The author needs to learn about techniques for rendering deep zooms into the Mandelbrot set. Since 2013 it has been possible to render images that are 2^-hundreds across using mostly double precision arithmetic, apart from a few anchor points calculated with multiprecision (hundreds of bits) arithmetic.
The deep zoom mathematics includes techniques for introspecting the iterations to detect glitches, which need extra multiprecision anchor points to be calculated.
I've always wondered how those "Ten minute Mandelbrot zoom" videos worked, because there's no way double would last that long at a tolerable zoom rate.

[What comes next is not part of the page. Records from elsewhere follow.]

PR #2261, opened 2015-06-18
Grass Growth Fix

SamJBarney:
Grass now turns to dirt when light levels are below 5.
Grass will not spread to blocks where the light level is below 5.
Grass no longer grows under farmland.

### DIFF
--- a/src/Blocks/BlockDirt.h
+++ b/src/Blocks/BlockDirt.h
@@ -94,10 +94,9 @@ public:
 				continue;
 			}
 
-			BLOCKTYPE AboveDest;
-			NIBBLETYPE AboveMeta;
-			Chunk->GetBlockTypeMeta(BlockX, BlockY + 1, BlockZ, AboveDest, AboveMeta);
-			if (cBlockInfo::GetHandler(AboveDest)->CanDirtGrowGrass(AboveMeta))
+			NIBBLETYPE light = std::max(a_Chunk.GetBlockLight(BlockX, BlockY + 1, BlockZ), a_Chunk.GetTimeAlteredLight(a_Chunk.GetSkyLight(BlockX, BlockY + 1, BlockZ)));
+			// Grass does not spread to blocks with a light level less than 5
+			if (light > 4)
 			{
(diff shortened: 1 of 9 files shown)


src/Blocks/BlockDirt.h
```diff
@@ -96,10 +94,9 @@ class cBlockDirtHandler :
 				continue;
 			}
 
-			BLOCKTYPE AboveDest;
-			NIBBLETYPE AboveMeta;
-			Chunk->GetBlockTypeMeta(BlockX, BlockY + 1, BlockZ, AboveDest, AboveMeta);
-			if (cBlockInfo::GetHandler(AboveDest)->CanDirtGrowGrass(AboveMeta))
```
bearbin: Why can't we use CanDirtGrowGrass?

SamJBarney: Grass growth is based on light levels, and all CanDirtGrowGrass does is check whether the block is listed as transparent, or if it is a one-hit break type, such as ferns.
So that method was completely wrong in the first place.
By checking the light levels, we are ensuring that we are more Vanilla.

tigerw: Can the functionality of CanDirt... be changed?

SamJBarney: It could, if we passed it the light level, or had it use the chunk to calculate the light level.

Passing the light level wouldn't do any good, as all the method would do is wrap a check on the light level.

Passing the chunk would be inefficient as I would have to make 4 calls to find light levels instead of 3 (2 checking to see if grass can spread, 1 for checking if the current grass block can spread or if it should turn to dirt).

SamJBarney:
Can I get a Yes/No on this?

SamJBarney:
Anyone had a chance to review this?

worktycho:
could you update CanDirtGrowGrass to take a light level? Yes it just wraps a comparison, but it means the level compared against is only in one place.

SamJBarney:
CandDirtGrowGrass is a virtual function. I would have to put it in multiple places.

SamJBarney:
It really should just be stripped out.

worktycho:
That's just what I was about to say, can you remove it.

SamJBarney:
I guess I need to rebase my code and remove that reference that @madmaxoft added. https://github.com/cuberite/cuberite/blob/master/tests/LoadablePieces/Stubs.cpp#L196
Oh well. A new version should be up soon.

The perturbation technique is interesting. Calculating just a few points with super high precision and then filling the pixels in between by adding an offset and continuing with lower precision halfway though the calculation seems plausible at a glance, but I'll have to read that more carefully later.
I wish someone made up a better explicit FMA syntax than std::fma(-c, d, cd) ... maybe something along the lines of ((-c * d + cd)) with special brackets or (-c) ⊠ d + cd with a special multiplication symbol.
And if only we could effectively use FMAs from javascript...
I wouldn't really say that's a universally held notion, especially in the modern world. Historically, yes, but these days it stands more on its own. In similar vein, you could say biology is a subfield of physics, but most people don't think of them that way.
To a librarian, Computer Science and Library Science are just different aspects of information systems, which are (a librarian need hardly tell HN) humanity's highest calling, thus justifying their shared Dewey classification of 0.
It's not really philosophically, though. As a pure mathematician, I would not consider CS a subfield of math. The spirit of math is really studying abstract axiomatic systems, and while CS in theory is sort of like that, in actual practice, CS is too tied and focused on the actual instantiation of computers to really have the spirit of math.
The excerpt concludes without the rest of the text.